The article titled Exercising with Knee or Hip Pain suggests that if you have knee or hip pain that it may be time to “up your exercise game!” And that it is an effective treatment for knee and hip problems.
It goes on….
”Strong muscles around a damaged knee or hip can help support a joint by taking over some of its responsibilities. For example, your hips will have an easier time supporting your body weight if your quadriceps, gluteals, hamstrings, and abdominal muscles are strong.”

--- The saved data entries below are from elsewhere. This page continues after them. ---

PR #235, opened 2020-09-07
TVB-2758. Ensure values of zero work for float fields

popaula937:
On the base `Field` class, we have a `value` property that does not work correctly when float fields are zero. 
It ended up in returning a string '0' in the `view_stimulus` endpoint, thus the error.
I added an explicit check for this situation, as it is the quickest solution. But I believe this code needs a larger review. Maybe should be done together with the task [TVB-2669](https://req.thevirtualbrain.org/browse/TVB-2669), where we will also clean up the unnecessary `Field` classes.

### DIFF
--- a/framework_tvb/tvb/core/neotraits/forms.py
+++ b/framework_tvb/tvb/core/neotraits/forms.py
@@ -99,6 +99,7 @@ class Field(object):
 
     @property
     def value(self):
+        # TODO: to be reviewed in task TVB-2669 / avoid need for this check and the ones in FloatField.value
         if str(self.data) == self.unvalidated_data:
             return self.data
         return self.data or self.unvalidated_data
@@ -108,15 +109,6 @@ class Field(object):
 
     def __str__(self):
         return jinja_env.get_template(self.template).render(field=self)
-
-
-class SimpleBoolField(Field):
-    template = 'form_fields/bool_field.html'
-
-    def _from_post(self):
-        if self.unvalidated_data is None:
-            self.data = False
-        self.data = bool(self.unvalidated_data)
 
 
 class SimpleStrField(Field):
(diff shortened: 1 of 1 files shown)


VinczeRobert (approved):

framework_tvb/tvb/core/neotraits/forms.py
```diff
@@ -412,6 +394,11 @@ def _from_post(self):
         else:
             self.data = None
 
+    @property
+    def value(self):
+        if self.data == 0:
+            return self.data
+        return super(FloatField, self).value
```
liadomide, line 401: I suppose this is the fix (plus the `SimpleFloatField .value` implementation).

It looks a bit fishy indeed. I conquer that a review would be necessary, to check why and how `value` has ended up as string instead of float. As we have the review task already in mind, I think it is acceptable if we merge these changes now (with a TODO maybe referring to the refactor task number) to avoid the bug, and we come back to it when the refactor is to be done.
It would be great if a unit-test on this mysterious `0` value is added (either now or when the refactoring task will be implemented).

popaula937: The 'how' is as follows: 
- we have `data` and `unvalidated_data` attributes on `Field`
- `unvalidated_data` is what comes from the GUI and gets through validation/transformation
- `data` is the processed value (eg. float value for `FloatField`)
- on `Field.value` we have: `return self.data or self.unvalidated_data`

In the current bug, we have the following values:
- data = 0
- unvalidated_data = '0'

So, `self.data or self.unvalidated_data `evaluates to '0' and this is being returned to the visualizer.

We should review the usage of 'data' and 'unvalidated_data' and better define their roles in order to correct such edge cases. But I think it should be done as a separate task in order to better focus on them.

liadomide: Thanks for documenting how this is happening!
Then to me `self.data or self.unvalidated_data` expression seems inappropriate (and maybe not only for Float).
If the role remains as you suggested (`unvalidated_data` comes from GUI, and `data` is after processing), then I suggest to return on property `value` `self.data` by default (unless otherwise overwritten).
But indeed, this requires a deeper validation and it should be in the separate task.

PR #241, opened 2020-09-11
Improvements to the GPU parameter sweep notebook

maedoc:
This will be a crucial notebook to make look nice, since it would provide a template notebook for many projects relying on parameter sweeps.  I think the CLI is fine.


maedoc:
https://github.com/the-virtual-brain/tvb-root/pull/297 obseletes this PR, so closing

“Strong quadriceps and hamstrings can take over much of the shock-absorbing role usually played by the meniscus or cartilage in the knee. The proper balance of strength in the muscles can hold the joint in the most functional and least painful position. With any knee or hip problem, the first muscles to lose strength are the largest antigravity muscles—the quadriceps and gluteals—so an exercise plan for any injury is likely to focus on these.”

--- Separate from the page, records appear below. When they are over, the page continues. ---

PR #242, opened 2020-09-14
TVB-2745: Fix overriding of tvb folder

adrian-dordea:
This was reported by an external user.
He was trying to use TVB in `~/TVB/TVB_Distribution` folder, and also keeping the default settings for TVB.
This means that folder `~/TVB` is overwritten when TVB starts after initialization, leaving the process in a bad shape (tvb running, but python files partially removed).
With this PR we want to validate on settings page that a user can not select a non empty folder for storing TVB data

### DIFF
--- a/framework_tvb/tvb/core/services/settings_service.py
+++ b/framework_tvb/tvb/core/services/settings_service.py
@@ -33,15 +33,15 @@ Service layer for saving/editing TVB settings.
 .. moduleauthor:: Bogdan Neacsa <bogdan.neacsa@codemart.ro>
 .. moduleauthor:: Lia Domide <lia.domide@codemart.ro>
 """
+
 import os
 import shutil
 import sys
-
 from sqlalchemy import create_engine
 from tvb.basic.config import stored
 from tvb.basic.logger.builder import get_logger
 from tvb.basic.profile import TvbProfile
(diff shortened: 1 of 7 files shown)


framework_tvb/tvb/core/services/settings_service.py
```diff
@@ -237,3 +238,12 @@ def save_settings(self, **data):
...
         return anything_changed, first_run or db_changed
+
+    def check_tvb_folder(self, storage_path):
+        """
+        Check if the storage folder exists and is empty.
+        """
+        if storage_path:
+            if os.path.isdir(storage_path):
+                if os.listdir(storage_path):
+                    raise InvalidStorageException('TVB Storage should be empty, please set another folder.')
```
liadomide, line 249: Shouldn't this exception be raised only in case IS_FIRST_RUN ?
As I see from the unit-tests currently on any settings save this happens. 
We should be allowed to change other TVB settings later on.
Not sure if changing tvb_folder is allowed. If allowed, we should check that the NEW folder selected is empty.

liadomide (changes requested):

liadomide (approved):
Pls test a bit more from web GUI. The code looks good to me now

adrian-dordea:
> Pls test a bit more from web GUI. The code looks good to me now

Checked and tested, all seems to work fine.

“Muscles work in pairs: one contracts while the opposing one relaxes. For example, when you straighten your knee, your quadriceps on the front of your thigh contracts, and the hamstrings on the back relax. Imbalances in the function of paired muscles can cause joint problems and invite injury.”
“If your hamstrings are tight, your quadriceps can’t contract fully and may weaken, so exercise the quadriceps and hamstrings (the opposing muscles) equally. Flexibility exercises (to stretch and relax specific muscles) are an important part of an exercise plan to improve joint function.”

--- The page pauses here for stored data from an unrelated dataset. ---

PR #244, opened 2020-09-14
TVB-2430: Migration script from old to new storage version

VinczeRobert:
Please ignore the code ugliness of the code in the database migration script for now and the potential duplicate code in the h5 one, I will deal with those soon, but first I wanted to see the whole picture of the idea we discussed last Friday.

In the database migration code I will only migrate the tables that CAN'T BE CREATED FROM H5 (like Users, HasTraitsIndex and a few more).

Then when we reach the H5 migration code you will see that it does it a new thread and it loops over the datatypes in the database. I tried to migrate the HasTraitsIndex and DataTypes tables first, but it gives errors, it doesn't work (I am talking about line 200 in files_update_manager in master). So I thought to get all files with the H5 extension from the storage folder. There might be a better way to do this, but I didn't find one so far.

So I will solve the problems in this order in the following days:
1. Find everything in the database that can't be created from the h5 files and extract/migrate the necessary information. I will write a list with these.
2. Migrate the few H5 files that were left and extract duplicate code in functions. Also write down if there are some H5 files that I can't optain (like TractsH5).
3. Recreate the DB from the H5 files + the extracted information at Step 1.
4. Optimize solution (probably I will get some suggestions on those but I won't wait just for that).
5. Testing.


VinczeRobert:
I decided to first try to implement the whole flow for only a subset of the tables and then just repeat the process for the others.

VinczeRobert:
Since this task has been going on for a while and is approaching it's end, I will explain some of the things I did and then I will mention the problems that still appear in some cases.

The first thing to note is the new method in FilesHelper which collects all the H5 folders in the numerical order of the operation folders (1, 2, 3, etc.). I choose this approach because we want to recreate the database from the H5 files, so we can't use the database to get all datatypes like it was done in the past. Since this change is not necessary for previous migrations, I'll probably make it this way only for migrations from 1.5.8 to 2.0. The numerical order of the operation folders is necessary because we have to migrate the data A which is necessary for data B before data B is migrated (for example we have to migrate a connectivity before a region mapping where the connectivity is used). The alternative I thought about is to put dummy values where the dependent datatype wasn't migrate it yet and then replace it with the correct values later, but I believe that approach would have been even more complicated.

To populate the view model I did a little hack. Many of the attributes that are needed for the view models can be find in the old database, more exactly in the parameters column of the Operations table. Since that column does not exist in the new version, but there is a new one (view_model_gid) I choose to put create the new column named view_model_gid, copy the information from parameters there, then use the information to create the view model and at the end update the field with the gid of the view model. Of course this didn't work for each case, but it worked for most of them, and where it didn't work, I added a dictionary called "changed_values". 

Now I will enumerate the problems that I still have to find a solution to:
1. I couldn't find datatypes to generate a RegionMappingVolumeH5 and TractsH5. 
2. The Users table now has a new column named "display_name". This did not exist before and there is no way I can get it. For now I just put the username value in this column as well.
3. The Stimuli needs the 'weight' attribute and my method populates only the ViewModels not inherited parameters and StimuliRegion and StimuliSurface has this attribute in the superclass. This one I know how to solve though: I will add the parameter directly.
4. The situation with BurstConfiguration is tricky. First I tried to migrate it and then assign the parent_burst attribute whenever it was needed. It seemed like an idea that would work but I realized a little later than I wished that it won't. The reason is that in the new version BurstConfig is included in HasTraitsIndex, so it can't have any id that there is in HasTraitsIndex. Before BurstConfigs were separate, meaning that you could have a BurstConfig with id = 1 let's say and also have another datatype with id = 1 in HasTraitsIndex. I realized this when I wanted to retrieve a BurstConfig from the database with the id = 1 and it got me a surface, cause that had the id = 1 in HasTraitsIndex. I tried to recreate the Burst, but this method also has some problems. You will lose the start_time and finish_time attributes, the simulation name and possibly some others as well. I implemented part of this second scenario but I stopped and ignored it for now so we can discuss it. By the way, for importing separate H5 files I think we don't need to create BurstConfigs, right? I imported a TimeSeriesH5 in the current version and no BurstConfig was created.
5. Uploading StructuralMRI H5 is tricky as well. This is because it depends on data that is created in the same folder: the Volume. Pretty much every data that depends on some other data is migrated in a previous folder, but this is an exception. I thought about creating a dummy Volume and then populate it with the actual values later. StructuralMRI H5 is not the only place where this problem appears, I believe I have seen it in two more places.
6. By recreating the datatypes in the db. the real create_date will be lost. Do we want to keep the actual create dates? If yes, then the Datatype table will have to be migrated which is annoying because you have to migrate each type and module separately. Another option would be to do some trick and store the real create_date somewhere and then transfer it later, like I did with the parameters in Operations table.

These are the problems that come to my mind right now, I will edit this list if I can remember more or find new ones. I will start solving them and then reviewing each file / datatype table again.

framework_tvb/tvb/core/entities/file/file_update_scripts/005_update_files.py
```diff
@@ -32,17 +32,669 @@
...
+        f.load_into(datatype)
+        generic_attributes = f.load_generic_attributes()
+        datatype_index = REGISTRY.get_index_for_datatype(datatype.__class__)()
+        datatype_index.create_date = root_metadata['create_date']
+
+        # Get the dependent datatypes
+        for attr_name, attr_value in dependent_attributes.items():
+            dependent_datatype_index = dao.get_datatype_by_gid(attr_value.replace('-', '').replace('urn:uuid:', ''))
+            dependent_datatype = h5.load_from_index(dependent_datatype_index)
+            setattr(datatype, attr_name, dependent_datatype)
```
popaula937, line 647: take a look at `h5.load_with_references` to reuse here. It loads the whole datatype from a h5 file together with its dependencies. So the code above would turn into one line that loads the datatype and then the lines that prepare the index.

framework_tvb/tvb/core/entities/file/file_update_scripts/005_update_files.py
```diff
@@ -32,17 +32,669 @@
...
+            operation_xml_parameters = eval(operation_xml_parameters)
+        except NameError:
+            operation_xml_parameters = operation_xml_parameters.replace('null', '\"null\"')
+            operation_xml_parameters = eval(operation_xml_parameters)
+    else:
+        has_vm = True
+
+    # HERE STARTS THE PART WHICH IS SPECIFIC TO EACH H5 FILE #
+
+    if class_name == 'Connectivity':
```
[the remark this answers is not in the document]
VinczeRobert: Very nice idea, I will sure do it.

framework_tvb/tvb/core/entities/file/file_update_scripts/005_update_files.py
```diff
@@ -32,17 +32,669 @@
...
+        datatype_class = getattr(sys.modules[root_metadata["module"]],
+                                 root_metadata["type"])
+        h5_class = REGISTRY.get_h5file_for_datatype(datatype_class)
+        root_metadata[H5File.KEY_WRITTEN_BY] = h5_class.__module__ + '.' + h5_class.__name__
+    except KeyError:
+        h5_class = None
+
+    # Other general modifications
+    root_metadata['user_tag_1'] = ''
+    root_metadata['gid'] = GID_PREFIX + root_metadata['gid']
```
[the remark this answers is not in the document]
VinczeRobert: Done

framework_tvb/tvb/core/entities/file/file_update_scripts/005_update_files.py
```diff
@@ -32,17 +32,669 @@
...
+    try:
+        datatype_class = getattr(sys.modules[root_metadata["module"]],
+                                 root_metadata["type"])
+        h5_class = REGISTRY.get_h5file_for_datatype(datatype_class)
+        root_metadata[H5File.KEY_WRITTEN_BY] = h5_class.__module__ + '.' + h5_class.__name__
+    except KeyError:
+        h5_class = None
+
+    # Other general modifications
+    root_metadata['user_tag_1'] = ''
```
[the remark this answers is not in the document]
VinczeRobert: Because as far as I have seen the user_tag_1 in the current version is empty for the datatypes.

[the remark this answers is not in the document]
popaula937: It can be edited from GUI and then it would have a value that should be transferred.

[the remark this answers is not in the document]
VinczeRobert: Okay, I won't remove it then.

framework_tvb/tvb/core/entities/file/file_update_scripts/005_update_files.py
VinczeRobert: Wish I knew sooner, with this there is no need for the dependent_datatype dict...

framework_tvb/tvb/core/entities/file/file_update_scripts/005_update_files.py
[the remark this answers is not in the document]
VinczeRobert: I ended up using a dict instead of an enum because the enum did not want to work for some reason.

framework_tvb/tvb/core/entities/file/file_update_scripts/005_update_files.py
```diff
@@ -32,17 +32,669 @@
...
+    root_metadata[DataTypeMetaData.KEY_DATE] = root_metadata[DataTypeMetaData.KEY_DATE].replace(':', '-')
+    root_metadata[DataTypeMetaData.KEY_DATE] = root_metadata[DataTypeMetaData.KEY_DATE].replace(' ', ',')
+
+    # OBTAIN THE MODULE (for a few data types the old module doesn't exist anymore, in those cases the attr
+    # will be set later
+    try:
+        datatype_class = getattr(sys.modules[root_metadata["module"]],
+                                 root_metadata["type"])
+        h5_class = REGISTRY.get_h5file_for_datatype(datatype_class)
+        root_metadata[H5File.KEY_WRITTEN_BY] = h5_class.__module__ + '.' + h5_class.__name__
```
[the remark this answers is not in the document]
VinczeRobert: What do you mean both places? Which is the second place?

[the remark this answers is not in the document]
popaula937: here and inside _h5_file

framework_tvb/tvb/core/neocom/h5.py
```diff
@@ -309,3 +313,86 @@ def gather_all_references_of_view_model(gid, base_dir, ref_files):
             uuid_files.append(h5_file.path)
             gather_all_references_by_index(h5_file, uuid_files)
         ref_files.extend(uuid_files)
+
+
+# Dependency dict
+h5_files_dependencies = {
+    "RegionVolumeMapping": ["Volume"],
+    "StructuralMRI": ["Volume"],
+    "TimeSeriesVolume": ["Volume"]
```
liadomide, line 322: This is not nice and Could easily become outdated. Can't there be an automatic way?
At import time for example we order by create-date and that proved enough.

liadomide (commented):
This looks promicing.I looked partially and have one question/comment for now

framework_tvb/tvb/core/neocom/h5.py
```diff
@@ -309,3 +311,52 @@ def gather_all_references_of_view_model(gid, base_dir, ref_files):
...
+    projects_folder = FilesHelper.get_projects_folder()
+
+    for project_name in os.listdir(projects_folder):
+        # Getting operation folders inside the current project
+        project_path = os.path.join(projects_folder, project_name)
+        project_operations = os.listdir(project_path)
+        project_operations_base_names = [os.path.basename(op) for op in project_operations]
+
+        # Build a list of the operation numbers and sort them
+        operation_int_names = []
```
popaula937, line 332: This way of iterating through the projects and operations might not cover all cases. 
It would be better to sort the operations by their creation date and iterate over them accordingly, this is what we do also at import.
In your case, since the operations are already in DB, it might be easier to take the creation date from there, instead of reading it from each Operation.xml.

framework_tvb/tvb/core/entities/model/db_update_scripts/helper.py
```diff
@@ -60,3 +61,71 @@ def change_algorithm(module, classname, new_module, new_class):
...
+        return None
+
+    if selected_db == 'sqlite':
+        burst_params_dict = {'datatypes_number': burst_params[0], 'dynamic_ids': burst_params[1],
+                             'range_1': burst_params[2], 'range_2': burst_params[3], 'fk_project': burst_params[5],
+                             'name': burst_params[6], 'status': burst_params[7], 'error_message': burst_params[8],
+                             'start_time': burst_params[9], 'finish_time': burst_params[10],
+                             'fk_simulation': burst_params[12], 'fk_operation_group': burst_params[13],
+                             'fk_metric_operation_group': burst_params[14]}
+        burst_params_dict['start_time'] = datetime.strptime(burst_params_dict['start_time'], '%Y-%m-%d %H:%M:%S.%f')
```
bvalean, line 83: We have the string2date function in the utils.py file. We should use it for these dates conversion.

popaula937:
To be adjusted by @VinczeRobert : a new column `view_model_disk_size` has been added on `Operation` table by PR #264

VinczeRobert:
I only see a few small issues left:
- in DatatypeGroups and OperationGroups the name should be simplified: before it was something like "of DatatypeMeasure varying model_parameters_option_Generic2dOscillator_a x model_parameters_option_Generic2dOscillator_c - 2020-09-27,14-04-54" and now structures like  "model_parameters_option_Generic2dOscillator_a" should be just "model.a"
- disk_size is not computed in the Datatype table
- the visible attribute should be False to DatatypeMeasures which were part of a PSE, but should be True when they are singular

framework_tvb/tvb/core/entities/file/files_update_manager.py
```diff
@@ -195,17 +226,34 @@ def run_all_updates(self):
...
+                file_paths = self._get_all_h5_paths()
+                total_count = len(file_paths)
+                no_ok, no_error = self.__upgrade_h5_list(file_paths)
 
-                self.log.info("Updated H5 files so far: %d [fine:%d, error:%d, ignored:%d of total:%d, in: %s min]" % (
-                    current_idx + len(datatypes_for_page), no_ok, no_error, no_ignored, total_count,
-                    int((datetime.now() - start_time).seconds / 60)))
+                self.log.info("Updated H5 files in total: %d [fine:%d, failed:%d in: %s min]" % (
+                    total_count, no_ok, no_error, int((datetime.now() - start_time).seconds / 60)))
+                delete_old_burst_table_after_migration()
```
liadomide, line 256: This module was supposed to be generic, for all updates. Now it has hard-coded logic for the latest update.
Also the extra param to method upgrade_file is not generic (can't you use self.something for the extra information?)

framework_tvb/tvb/core/entities/file/files_update_manager.py
```diff
@@ -100,38 +103,45 @@ def is_file_up_to_date(self, file_path):
...
-    def upgrade_file(self, input_file_name, datatype=None):
+    def upgrade_file(self, input_file_name, datatype=None, burst_match_dict=None):
         """
         Upgrades the given file to the latest data version. The file will be upgraded
         sequentially, up until the current version from tvb.basic.config.settings.VersionSettings.DB_STRUCTURE_VERSION
-        
+
         :param input_file_name the path to the file which needs to be upgraded
-        :return True, when update was needed and running it was successful.
+        :return 0 when update was not necessary, 1 when update was successful and -1 when it resulted in an error.
```
liadomide, line 112: This is not oop friendly(it is more c style to return error codes)

liadomide (changes requested):
I recommend a more generic style in files_update_manager.py, the rest looks decent

framework_tvb/tvb/core/entities/file/files_update_manager.py
VinczeRobert: It can't be totally generic, because the last update is done in a different way than the old ones. There is an if      TvbProfile.current.version.DATA_CHECKED_TO_VERSION < 4 which separates the 2 styles so the previous updates are still working, I even tested them when doing the tvb data update task.

Also the need of that parameter is a little hard to explain in written form. Perhaps we can discuss it in a short call.

framework_tvb/tvb/core/entities/file/files_update_manager.py
```diff
@@ -195,17 +226,34 @@ def run_all_updates(self):
...
+                    self.log.info(
+                        "Updated H5 files so far: %d [fine:%d, error:%d, ignored:%d of total:%d, in: %s min]" % (
+                            current_idx + len(datatypes_for_page), no_ok, no_error, no_ignored, total_count,
+                            int((datetime.now() - start_time).seconds / 60)))
+            else:
+                # Migrating the configuration file
+                new_stored_settings = {KEY_ADMIN_DISPLAY_NAME: 'Administrator', KEY_ENABLE_KC_LOGIN: False,
+                                       KEY_KC_WEB_CONFIGURATION: '', KEY_KC_CONFIGURATION: 'add_keycloak_path_here'}
+                manager = TvbProfile.current.manager
+                manager.add_entries_to_config_file(new_stored_settings)
```
liadomide, line 247: Instead of the need to add these new Settings, can't we have some defaults for these in the service/config where these are Read first?

VinczeRobert: I added a new upgrade_code script and moved the code there.

VinczeRobert:
I removed the exception raise in 3_update_project because we actually do some project update (switching from Operation.XML to ViewModels), but we don't do it in that script, so I left the script there just for the logs and to still put the project in version 3.

popaula937:
I think this looks decent now, I still have some observations, but they could be tackled in future improvement tasks.

popaula937 (approved):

And all of this is true. What seems to be missing is this: damaged muscles that have been overused or abused in some way through accidents, sports or occupations, for instance, tend to tighten, spasm and become less flexible. Tight muscles shorten and pull on the joints where they are attached causing pain.
A shortened muscle, which is less flexible and has a shorter range of motion, is weaker. It is kind of like the difference between a short and long back swing in tennis. The longer swing has more power. It is very difficult to stretch a muscle out of its tightness or spasm. Figure that your hamstrings are like a rope. When in spasm they have tiny knots along the way. Would you pull the ends of the rope to get the knots out? Of course you wouldn’t. You would untie the knots first. The rope would immediately be longer.
How do you get rid of the knots in your hamstrings?
Use Bonnie Prudden Myotherapy®.
Go here to learn more, save yourself time and money,
and erase the pain from your hips, knees and life.
Bonnie Prudden – Trigger Points – Myotherapy – Bonnie Prudden Myotherapy
We teach this to 1st graders so surely you can learn.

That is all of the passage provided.